I have multiple topics in kafka that I need to sink in their respective delta table.
A) 1 Streaming query for all topics
If i use one streaming query, then the RDD/DF should contains data from multiple topics. I could filter the dataframe i.e. create 1 df per topic after the read from kafka, and then do the write of each dataframe separately in its corresponding table.
I saw the following stackoverflow thread which all advocate for that appraoch here:
- Can I "branch" stream into many and write them in parallel in pyspark?
- What is the best way of reading multiple kafka topics in spark streaming?
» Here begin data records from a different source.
PR #1873, opened 2026-04-06
Make "connected to" log show up after every join, not just after fresh connections

1egoman:
Previously, the code roughly did this:
```tsx
// in Room.connectSignal:
const joinResponse = await engine.join(/* ... */);

this.serverInfo = /* computed from joinResponse */;

this.log.debug('connected to Livekit Server ... (with this.serverInfo data in here)'); 
```

This meant that the `connected to Livekit Server ...` log would log only on connect, not for reconnects.

So instead, I moved the log one level deeper, into `RTCEngine.join`:
```tsx
// in RTCEngine.join:
// (preexisting join logic unchanged, joinResponse still comes from lower level this.client.join call)
const serverInfo = /* computed from joinResponse */;
this.log.debug('connected to Livekit Server ... (with serverInfo data in here)'); 
return { joinResponse, serverInfo };

// in Room.connectSignal:
const { joinResponse, serverInfo } = await engine.join(/* ... */);
this.serverInfo = serverInfo;
// (Log not here anymore)
```

With this change, the log shows up anytime a join occurs, whether it be fresh or for a reconnect. And the log still shows up in the same place on a fresh connect so the existing behavior should remain the same.

@boks1971 Does this address your concern? Is there a need to somehow disambiguate the log that is shown to determine if it is from a fresh connect or some type of reconnect, or is the context before / after the log good enough to tell this?

### DIFF
--- a/.changeset/spotty-pumas-jog.md
+++ b/.changeset/spotty-pumas-jog.md
@@ -1,0 +1,5 @@
+---
+'livekit-client': patch
+---
+
+Moves "connected to Livekit Server" log within RTCEngine.join so it shows up for reconnects as well as connects
--- a/src/room/RTCEngine.ts
+++ b/src/room/RTCEngine.ts
@@ -26,6 +26,7 @@ import {
   RoomMovedResponse,
   RpcAck,
   RpcResponse,
+  ServerInfo,
   SessionDescription,
   SignalTarget,
   SpeakerInfo,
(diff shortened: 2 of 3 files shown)


boks1971 (approved):
that's good @1egoman . Can get the connect/reconnect from context.

lukasIO (approved):
nice!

- Spark Structured Streaming reading from multiple Kafka topics with multiple read streams
However there is a warning here
that suggest to push things down into forEachBatch because of the lineage or more specifically, because the source would be red multiple time if the filter is not pushed down in foreachBatch
This is repeated here
B) 1 Streaming query per topics
Everything is independent. I have a query per topic. This feels less efficient tho.
Questions:
A-1) What happen if some topics don't have data coming in frequently, and other have a lot of incoming data ? Can that affect the overall processing ?
A-2) I wonder if the order of the message is maintained in that scenario, which matter in my situation as they represent Entity Update (new version of an entity i.e. not the delta change of the entity).
A-B) What are the implication of each approach with respect to performance & concurrency, and is there a third option to deal with this scenario ? It seems to me that the outcome is very similar but i don't know the internal of the kafka source enough to make that call.